## Study material

PR #52, opened 2023-06-28
Yichi check concurrent meetings

UncleBu1728:
check meetings in progress per Tencent user-id every 2 min


src/api/TencentMeeting.ts
```diff
@@ -355,3 +355,39 @@ export async function getRecordURLs(meetingRecordId : string) {
 
 // Uncomment and modify this line to debug TM APIs.
```
weihanwang, line 356: leave these two lines at the bottom of file.

src/api/TencentMeeting.ts
```diff
@@ -355,3 +355,39 @@ export async function getRecordURLs(meetingRecordId : string) {
...
 // listRecords().then(res => console.log(JSON.stringify(res, null, 2)));
+
+export async function getCurrentMeetings() {
```
weihanwang, line 359: This file already has a function called listMeetings().

src/api/routes/cron.ts
```diff
@@ -39,6 +42,28 @@ const cron = router({
     });
     await Promise.all(promises);
   }),
+
+  /**
+   * Check the numbers of meetings in progess by each Tencent user id
```
weihanwang, line 47: The comment is confusing. We don't have multiple tencent users yet. so no need to mention "each". We should update the comment when multi-user support is added.

script.ts
weihanwang, line 1: What is this file for?

src/api/database/models/CurrentMeetings.ts
```diff
@@ -0,0 +1,21 @@
...
+  ForeignKey,
+  Table,
+  BelongsTo,
+  Model,
+  PrimaryKey
+} from "sequelize-typescript";
+import { INTEGER, STRING } from "sequelize";
+
+@Table({ paranoid: true })
+class CurrentMeetings extends Model {
```
weihanwang, line 12: `OngoingMeetingCount`. And use singular form.

src/api/routes/cron.ts
```diff
@@ -39,6 +42,28 @@ const cron = router({
...
+   */
+
+  currentMeetingNumbers: procedure.mutation(async () => {
+    const TMuserID: string = "ADMIN"; // change if multiple users used, possibly using hashed TM user Ids
```
weihanwang, line 51: `TMUserId`. Also, use TM_ADMIN_USER_ID and not a fake id.

src/api/routes/cron.ts
```diff
@@ -39,6 +42,28 @@ const cron = router({
...
+    const currentMeetingList = await getCurrentMeetings();
+    const currentMeetingNum = currentMeetingList.meeting_info_list.filter(obj => obj.status === 'MEETING_STATE_STARTED').length;
+
+    invariant(Number.isInteger(currentMeetingNum));
+
+    const userMeetings = await CurrentMeetings.findOrCreate({ where: { TMuserId: TMuserID } })
```
weihanwang, line 57: simply call `upsert()`

src/api/database/models/CurrentMeetings.ts
```diff
@@ -0,0 +1,21 @@
...
+  @PrimaryKey
+  @Column(STRING)
+  TMuserId: string;
```
weihanwang, line 15: `TMUserId`

src/api/database/models/CurrentMeetings.ts
```diff
@@ -0,0 +1,21 @@
...
+
+  @Column(INTEGER)
+  currentMeetings: number | null;
```
weihanwang, line 18: `count`. Also, don't allow `null`.

src/api/routes/cron.ts
```diff
@@ -39,6 +42,28 @@ const cron = router({
     });
     await Promise.all(promises);
   }),
+
+  /**
+   * Check the numbers of meetings in progess by each Tencent user id
+   */
+
+  currentMeetingNumbers: procedure.mutation(async () => {
```
weihanwang, line 50: `updateOngoingMeetingCounts`

src/api/database/models/CurrentMeetings.ts
```diff
@@ -0,0 +1,21 @@
...
+  Column,
+  ForeignKey,
+  Table,
+  BelongsTo,
+  Model,
+  PrimaryKey
+} from "sequelize-typescript";
+import { INTEGER, STRING } from "sequelize";
+
+@Table({ paranoid: true })
```
weihanwang, line 11: Why do you need paranoid mode here?

src/api/routes/cron.ts
```diff
@@ -39,6 +42,28 @@ const cron = router({
...
+    const TMuserID: string = "ADMIN"; // change if multiple users used, possibly using hashed TM user Ids
+    const currentMeetingList = await getCurrentMeetings();
+    const currentMeetingNum = currentMeetingList.meeting_info_list.filter(obj => obj.status === 'MEETING_STATE_STARTED').length;
+
+    invariant(Number.isInteger(currentMeetingNum));
+
+    const userMeetings = await CurrentMeetings.findOrCreate({ where: { TMuserId: TMuserID } })
+    console.log(userMeetings);
```
weihanwang, line 58: don't check in unnecessary log lines.

src/api/routes/cron.ts
```diff
@@ -39,6 +42,28 @@ const cron = router({
...
+  /**
+   * Check the numbers of meetings in progess by each Tencent user id
+   */
+
+  currentMeetingNumbers: procedure.mutation(async () => {
+    const TMuserID: string = "ADMIN"; // change if multiple users used, possibly using hashed TM user Ids
+    const currentMeetingList = await getCurrentMeetings();
+    const currentMeetingNum = currentMeetingList.meeting_info_list.filter(obj => obj.status === 'MEETING_STATE_STARTED').length;
+
+    invariant(Number.isInteger(currentMeetingNum));
```
weihanwang, line 55: I don't think this assertion is useful. JS engine guarantees length always returns an integer.

src/api/routes/cron.ts
```diff
@@ -39,6 +42,28 @@ const cron = router({
...
     await Promise.all(promises);
   }),
+
+  /**
+   * Check the numbers of meetings in progess by each Tencent user id
+   */
+
+  currentMeetingNumbers: procedure.mutation(async () => {
+    const TMuserID: string = "ADMIN"; // change if multiple users used, possibly using hashed TM user Ids
+    const currentMeetingList = await getCurrentMeetings();
```
weihanwang, line 52: spare the intermediate variable. `const count = (await listMeetings()).meeting_info_list...`.

vercel.json
```diff
@@ -1,6 +1,12 @@
...
-  }]
-}
+  "crons": [
+    {
+      "path": "/api/v1/cron.uploadRawTranscripts",
+      "schedule": "30 9 * * *"
+    },
+    {
+      "path":"/api/v1/cron.currentMeetingNumbers",
+      "schedule": "2 * * * *"
```
weihanwang, line 9: fwiw, the free vercel version doesn't allow cron jobs more frequently than once a day. we can change it to a minute or two once we get vercel's open source discount.

vercel.json
```diff
@@ -1,6 +1,12 @@
...
+    }
+  ]
+}
```
weihanwang, line 12: missing new line at eof.

weihanwang (changes requested):

src/api/routes/cron.ts
UncleBu1728: Do we need to hash the id instead of inputting the actual id?

src/api/TencentMeeting.ts
```diff
@@ -353,5 +353,41 @@ export async function getRecordURLs(meetingRecordId : string) {
   return res;
 }
 
+export async function countOngoingMeeting() {
```
weihanwang, line 356: My point was why not just use the existing `listMeetings` function? There is no need to fine tune zRes just because we don't need some fields.

src/api/database/models/OngoingMeetingCount.ts
```diff
@@ -0,0 +1,21 @@
...
+  ForeignKey,
+  Table,
+  BelongsTo,
+  Model,
+  PrimaryKey
+} from "sequelize-typescript";
+import { INTEGER, STRING } from "sequelize";
+
+@Table
+class OngoingMeetingCount extends Model {
```
weihanwang, line 12: Write a comment to explain this model, for those who aren't familiar with the design. Something like "A map from TencentMeeting admin user ids to the number of ongoing meetings in the user's account. Normally we expect either 0 or 1 because...."

And talking about which, we should probably `TMAdminUserId` instead as the primary key.

src/api/routes/cron.ts
```diff
@@ -39,6 +42,20 @@ const cron = router({
     });
     await Promise.all(promises);
   }),
+
+  /**
+   * Check the numbers of meetings ongoing and update the OngoingMeetingCount table
```
weihanwang, line 47: `ongoing meetings`

weihanwang (changes requested):

vercel.json
weihanwang: Actually you need to change this:


Deployment failed with the following error:

`Hobby accounts are limited to daily cron jobs. This cron expression (2 * * * *) would run more than once per day. Upgrade to pro to unlock all Cron Jobs features on Vercel.`

src/api/routes/cron.ts
```diff
@@ -39,6 +42,20 @@ const cron = router({
     });
     await Promise.all(promises);
   }),
+
+  /**
+   * Check the ongoing meetings and update the OngoingMeetingCount table
+   */
+
```
weihanwang, line 49: remove empty line here

src/api/database/models/OngoingMeetingCount.ts
weihanwang: `TMAdminUserId`

weihanwang (changes requested):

## How to complete this task
Copy out every line in the listing where the word "lines" appears.

## Solution below
weihanwang, line 356: leave these two lines at the bottom of file.
weihanwang, line 58: don't check in unnecessary log lines.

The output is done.